Entre la
urgencia y la esperanza: El Directorio de la pastoral familiar de la
Iglesia en España
Guillermo Juan Morado
Dado su interés y por las distorsiones y críticas que
ha sufrido consideramos necesario comentar brevemente en que consiste y
facilitar el acceso al texto entero.
1. Una aproximación al
Directorio
La finalidad de este artículo es
aproximarse al “Directorio de la pastoral familiar de la Iglesia en
España” (DPF), que los
Obispos españoles han hecho público en su LXXXI Asamblea Plenaria,
celebrada en Madrid el 21 de Noviembre de 2003. Intentaremos señalar
algunas líneas principales del documento, sin entrar en absoluto en las
críticas de las que ha sido objeto, críticas debidas, en su mayor parte, a
una deficiente lectura del texto en cuestión.
Quizá resulte útil precisar, en primer
lugar, qué es un “Directorio”. No se trata de un documento doctrinal, sino
de un documento orientado a trazar las líneas maestras que han de guiar la
acción pastoral familiar: “Es, por tanto, un instrumento
que ofrece, de modo sistemático y orgánico, orientaciones de todo aquello
que comprende una acción pastoral en el ámbito familiar” (DPF,
3). Estas orientaciones se concretarán en normas y directrices más
precisas en cada una de las diócesis de España. En la base del Directorio
se encuentran documentos doctrinales sobre la familia; en especial, la
Exhortación Apostólica “Familiaris Consortio”
de Juan Pablo II - exhortación que pide explícitamente la elaboración de
directorios de la pastoral familiar - y la Instrucción Pastoral de la
Asamblea Plenaria de los Obispos de España “La familia, santuario de la
vida y esperanza de la sociedad” (del 27 de Abril de 2001).
Otro aspecto a
considerar para comprender el Directorio es tener en cuenta los
destinatarios a quienes se dirige. Estos destinatarios son principalmente
los agentes de la pastoral familiar que, en cada diócesis, colaboran con
el Obispo - desde la Diócesis, las parroquias, las asociaciones o los
movimientos - , en la tarea de “ayudar a la familia a alcanzar su plenitud
de vida humana y cristiana” (DPF, 3).
La estructura del
Directorio es clara. Consta de una presentación, en la que se explica qué
es y qué pretende el documento; una introducción, en la que se hace un
análisis de la realidad de la familia en España, análisis que motiva la
“urgencia” del Directorio; de siete capítulos y de una conclusión.

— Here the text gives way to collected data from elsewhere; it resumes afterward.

PR #342, opened 2026-05-13
test: set up nightly runs of itk

kdziedzic70:


itk/process_results.py
```diff
@@ -0,0 +1,211 @@
...
+    for name, details in results.items():
+        # Extract the parent scenario name cleanly by splitting on the subtest suffix
+        parent_name = name.split('-sub-')[0]
+
+        # Find the matching base scenario with an EXACT match!
+        matched_base = None
+        for base in base_scenarios:
+            if parent_name == base['name']:
+                matched_base = base
+                break
```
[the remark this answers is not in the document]
kdziedzic70: script is no longer in python's sdk

itk/main.go
```diff
@@ -500,6 +504,7 @@ func run() error {
 	mux.Handle("/", a2av0.NewJSONRPCHandler(requestHandler))
 	mux.Handle("/jsonrpc", a2asrv.NewJSONRPCHandler(requestHandler))
 	mux.Handle("/rest/", http.StripPrefix("/rest", a2asrv.NewRESTHandler(requestHandler)))
+	mux.Handle("/restv0/v1/", http.StripPrefix("/restv0/v1", a2av0.NewRESTHandler(requestHandler)))
```
yarolegovich, line 507: aren't we advertising `URL: fmt.Sprintf("http://127.0.0.1:%d/restv0", *httpPort),` without the v1 segment in the AgentCard?

.github/workflows/itk-nightly.yaml
```diff
@@ -0,0 +1,47 @@
+name: Nightly ITK
+
+on:
+  push:
```
yarolegovich: should not be triggered on push

.github/workflows/itk-nightly.yaml
```diff
@@ -0,0 +1,47 @@
...
+
+      - name: Run Nightly ITK Tests
+        run: bash run_itk.sh
+        working-directory: itk
+        env:
+          A2A_ITK_REVISION: main
+          ITK_NIGHTLY_RUN: "True"
+
+      - name: Upload Results to Rolling Release
+        uses: softprops/action-gh-release@v2
```
yarolegovich: pin to the commit hash please

itk/run_itk.sh
```diff
@@ -116,86 +116,28 @@ if ! curl -s http://127.0.0.1:8000/ > /dev/null; then
...
-echo "--------------------------------------------------------"
-echo "ITK TEST RESULTS:"
-echo "--------------------------------------------------------"
-echo "$RESPONSE" | python3 -c "
+  -d "@$SCENARIO_FILE")
+
+if [ "${ITK_NIGHTLY_RUN^^}" = "TRUE" ]; then
+  echo "Nightly run detected. Saving raw results and running process_results.py..."
+  echo "$RESPONSE" > raw_results.json
+  python3 a2a-itk/scripts/process_results.py \
```
yarolegovich, line 132: just curious, is `raw_results.json` hardcoded in  `process_results.py`?

.github/workflows/itk-nightly.yaml
```diff
@@ -0,0 +1,47 @@
...
+          repo-token: ${{ secrets.GITHUB_TOKEN }}
+
+      - name: Run Nightly ITK Tests
+        run: bash run_itk.sh
+        working-directory: itk
+        env:
+          A2A_ITK_REVISION: main
+          ITK_NIGHTLY_RUN: "True"
+
+      - name: Upload Results to Rolling Release
```
yarolegovich, line 42: nit: maybe `if: always()` to upload failed run results? ignore, if won't be useful

.github/workflows/itk-nightly.yaml
```diff
@@ -0,0 +1,47 @@
+name: Nightly ITK
```
yarolegovich, line 1:
```
concurrency:
  group: itk-nightly
  cancel-in-progress: true
```

yarolegovich (changes requested):

.github/workflows/itk-nightly.yaml
kdziedzic70: yup - this is already removed - was there to trigger workflow for debugging purpose - without mergin to main

itk/run_itk.sh
kdziedzic70: yup - it is hardoced there

itk/main.go
kdziedzic70: yes we are - however when we mount v0 request handler to restv0 without additional v1 suffix - the endpoints without v1 prefix would be mounted e.g. `restv0/message:send` - when tested against python-v.0.3 client (which fails anyway due to discrapency in request schema) - it attempts to send requests to `advertised_agent_card_url/v1/endpoint`

.github/workflows/itk-nightly.yaml
kdziedzic70: process_results script - if completed - is instructed to always throw 0 exit code - if it fails to complete execution - the results may won't be complete - or structurally incorrect - so makes no sense to upload them

.github/workflows/itk-nightly.yaml
kdziedzic70: done

.github/workflows/itk-nightly.yaml
kdziedzic70: done

yarolegovich (approved):

Issue #355, opened 2026-06-17
[Bug]: HistoryLength missing


Wesley273:
### What happened?

A bug happened!
```shell
curl -ik -X GET --noproxy "*" "http://100.105.201.23:9001/tasks?pageSize=11&hi
storyLength=1&includeArtifacts=true"
``` 

However, what the go server received ListTasksRequest -> historyLength is nil

### Relevant log output

```shell

```

### Code of Conduct

- [x] I agree to follow this project's Code of Conduct

Wesley273:
maybe the parser in method

```go
func (h *restCompatHandler) handleListTasks(rw http.ResponseWriter, req *http.Request) {
....
}
``` 
 need to add:
```go
case **int:
	v, err := strconv.Atoi(val)
	if err != nil {
		parseErrors = append(parseErrors, fmt.Errorf("invalid %s: %w", key, err))
		return
	}
	*t = &v
```

PR #361, opened 2026-06-19
fix: ListTaskshistoryLength missing (issue #355)

Wesley273:
fix: ListTaskshistoryLength missing 
#355


nahapetyan-serob:
Thanks for tracking this down and preparing the fix!
Two things worth folding in before we merge:
`statusTimestampAfter` has the same bug — it's a `**time.Time` hitting the identical missing-case path.
The target-type switch is getting hard to read and each new optional pointer field needs another arm. Could we extract small typed helpers instead and call them directly? `handleGetTask` could use `parseHistoryLength` too and drop its inline block.
Sketch:
       func parseHistoryLength(query url.Values) (*int, error) { ... }
       func parseStatusTimestampAfter(query url.Values) (*time.Time, error) { ... }
Let's extend `TestREST_ListTasksParseErrors` with cases for both fields, and add a positive round-trip test so silent drops get caught next time. Happy to share a draft if useful.
Let me know if you'd prefer to hand any of this off!

Wesley273:
> Thanks for tracking this down and preparing the fix! Two things worth folding in before we merge: `statusTimestampAfter` has the same bug — it's a `**time.Time` hitting the identical missing-case path. The target-type switch is getting hard to read and each new optional pointer field needs another arm. Could we extract small typed helpers instead and call them directly? `handleGetTask` could use `parseHistoryLength` too and drop its inline block. Sketch: func parseHistoryLength(query url.Values) (*int, error) { ... } func parseStatusTimestampAfter(query url.Values) (*time.Time, error) { ... } Let's extend `TestREST_ListTasksParseErrors` with cases for both fields, and add a positive round-trip test so silent drops get caught next time. Happy to share a draft if useful. Let me know if you'd prefer to hand any of this off!

I have made some refactoring and add round-trip test, you might be able to proceed further with the work.

Wesley273:
> Thanks for tracking this down and preparing the fix! Two things worth folding in before we merge: `statusTimestampAfter` has the same bug — it's a `**time.Time` hitting the identical missing-case path. The target-type switch is getting hard to read and each new optional pointer field needs another arm. Could we extract small typed helpers instead and call them directly? `handleGetTask` could use `parseHistoryLength` too and drop its inline block. Sketch: func parseHistoryLength(query url.Values) (*int, error) { ... } func parseStatusTimestampAfter(query url.Values) (*time.Time, error) { ... } Let's extend `TestREST_ListTasksParseErrors` with cases for both fields, and add a positive round-trip test so silent drops get caught next time. Happy to share a draft if useful. Let me know if you'd prefer to hand any of this off!

Regarding refactoring, I believe that extracting tool functions based on their types is more reasonable and suitable for reusability compared to extracting them based on parameter names. I wonder what your opinion is.

a2asrv/rest.go
```diff
@@ -166,53 +162,42 @@ func (h *restHandler) handleGetTask(rw http.ResponseWriter, req *http.Request) {
...
+	check(err)
+
 	if len(parseErrors) > 0 {
 		writeRESTError(ctx, rw, a2a.ErrInvalidRequest, a2a.TaskID(""))
 		return
 	}
+
+	request := &a2a.ListTasksRequest{
+		ContextID:            query.Get("contextId"),
+		Status:               a2a.TaskState(query.Get("status")), // 直接转换即可，空字符串会转为空的 TaskState
```
nahapetyan-serob: Let's remove the non-English comment

a2asrv/type_handler.go
```diff
@@ -0,0 +1,70 @@
+// Copyright 2025 The A2A Authors
```
nahapetyan-serob: 2026

a2asrv/type_handler.go
nahapetyan-serob, line 1: let's either rename to rest_parse.go or append these helpers to rest.go — these are REST-only query parsers, current name is misleading

a2asrv/rest.go
```diff
@@ -166,53 +162,42 @@ func (h *restHandler) handleGetTask(rw http.ResponseWriter, req *http.Request) {
...
-			}
-			*t = v
-		case *time.Time:
-			parsedTime, err := time.Parse(time.RFC3339, val)
-			if err != nil {
-				parseErrors = append(parseErrors, fmt.Errorf("invalid %s: %w", key, err))
-				return
-			}
-			*t = parsedTime
+	check := func(err error) {
```
nahapetyan-serob: Pre-existing, not your change — but since we're touching this: could we switch to early returns like handleGetTask does? The accumulated parseErrors are discarded (we just return a generic ErrInvalidRequest), so the slice + check closure isn't buying us anything today

a2asrv/rest_test.go
```diff
@@ -558,3 +567,167 @@ func (i *testInterceptor) Before(ctx context.Context, callCtx *CallContext, req
...
+		val := -1
+		if capturedReq.HistoryLength != nil {
+			val = *capturedReq.HistoryLength
+		}
+		t.Errorf("expected HistoryLength 100, got %v", val)
+	}
+
+	if capturedReq.StatusTimestampAfter == nil || !capturedReq.StatusTimestampAfter.Equal(testTime) {
+		t.Errorf("expected StatusTimestampAfter %v, got %v", testTime, capturedReq.StatusTimestampAfter)
+	}
```
nahapetyan-serob, line 642: we should use cmp.Diff for struct comparisons (and avoid both reflect.DeepEqual and manual field-by-field checks). Could we replace this whole block with (same for TestREST_GetTask_Success):
```go
want := &a2a.ListTasksRequest{ /* ... */ }
if diff := cmp.Diff(want, capturedReq); diff != "" {
    t.Fatalf("listTasks request wrong result (-want +got) diff = %s", diff)
}
```
 Shorter, handles pointer fields uniformly, and auto-covers new fields added later.

a2asrv/type_handler.go
Wesley273: I‘ve removed this file, appending type parsing to rest.go

a2asrv/type_handler.go
Wesley273: I‘ve removed this file, appending type parsing to rest.go

a2asrv/rest.go
Wesley273: now it's early returns strategy

a2asrv/rest_test.go
Wesley273: Done

nahapetyan-serob (approved):

PR #363, opened 2026-06-25
chore: migrate clustermode/examples to use generic pull queue

nahapetyan-serob:
This PR migrates the `examples/clustermode` server from its DB-backed event queue to the generic pull event queue introduced in #354.
New `puller.go`: implements `eventqueue.Puller` 
Deleted `eventqueue.go`: replaced by the generic pull manager.
`client/main.go`: on SSE stream error during `send`, fall through to `subscribe(taskID)` so the client resumes after transient drops.
`Dockerfile.app`: bump Go 1.24 → 1.25 and adjust build paths for the example's module layout.

The puller tolerates `ErrTaskNotFound` on the initial snapshot and returns a synthetic `TASK_STATE_SUBMITTED` placeholder, handling the race where the frontend creates the reader before the backend worker has inserted the initial task row. `


examples/clustermode/client/main.go
```diff
@@ -111,7 +113,7 @@ func send(ctx context.Context, client *a2aclient.Client, text string) error {
 	if !final && taskID != "" {
 		return subscribe(ctx, client, taskID)
 	}
-	return nil
+	return streamErr
```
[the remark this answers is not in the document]
yarolegovich: shouldn't happen in practice

examples/clustermode/server/puller.go
```diff
@@ -0,0 +1,120 @@
+// Copyright 20\d\d The A2A Authors
```
yarolegovich: 20\d\d -> 2026 and deduplicate the license text

examples/clustermode/server/puller.go
```diff
@@ -0,0 +1,120 @@
...
+
+	"github.com/a2aproject/a2a-go/v2/a2a"
+	"github.com/a2aproject/a2a-go/v2/a2asrv/eventqueue"
+	"github.com/a2aproject/a2a-go/v2/a2asrv/taskstore"
+	"github.com/a2aproject/a2a-go/v2/log"
+)
+
+var _ eventqueue.Puller = (*dbPuller)(nil)
+
+type dbPuller struct {
```
yarolegovich, line 31: dbPuller should have a `startFrom` field initialized inside a pullerProvider. 

without it you don't respect the contract of only returning events from Read() which happened after CreateReader() was called. you will be replaying events form the start on every resubscribe.

it kind of works because the SDK filters them out using task version, but it's good to showcase a proper example for people who'll use it as a reference

yarolegovich (approved):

2. Desenmascarar la situación
actual para no naufragar en la desesperanza
La “Introducción” plantea la “Urgencia de
la pastoral familiar en la situación actual”. Significativamente, comienza
con una cita de Rom 1, 16:
“No me avergüenzo del Evangelio, que es poder de Dios para la salvación de
todo el que cree”. Las palabras de San Pablo nos sitúan en un contexto de
incomprensión ante el anuncio del Evangelio y, a la vez, ante la necesidad
del Apóstol de anunciar con valentía la verdad que salva. La audacia
apostólica de anunciar íntegro el Evangelio, venciendo el temor al
rechazo, es el espíritu que anima a los Obispos a no capitular ante lo
“políticamente correcto” para intentar superar el desafío de la cultura
dominante, que ignora el valor trascendente de la persona humana. Como en
San Pablo, la finalidad de esta audacia no es la búsqueda del
enfrentamiento, sino la preocupación por la salvación de los hombres y el
deseo de que no naufraguen en el nihilismo y la desesperanza. El riesgo
del naufragio es tan grande que el silencio o la desorientación “no puede
sino calificarse como culpable”, máxime teniendo en cuenta la abundante
doctrina de la Iglesia sobre la familia y la llamada imperiosa de la misma
a evangelizar las familias (cf DPF,
9).
Frente al silencio culpable, no cabe otra
opción responsable más que “alzar la voz para desenmascarar la situación
actual”. “Desenmascarar” es “quitar la máscara” para ver, en su desnuda
realidad, lo que hay detrás, lo que la máscara esconde, porque son muchas
las interpretaciones que pretenden marginar la verdad del Evangelio. ¿Qué
sucede si se desenmascara, por ejemplo, la llamada “revolución sexual”?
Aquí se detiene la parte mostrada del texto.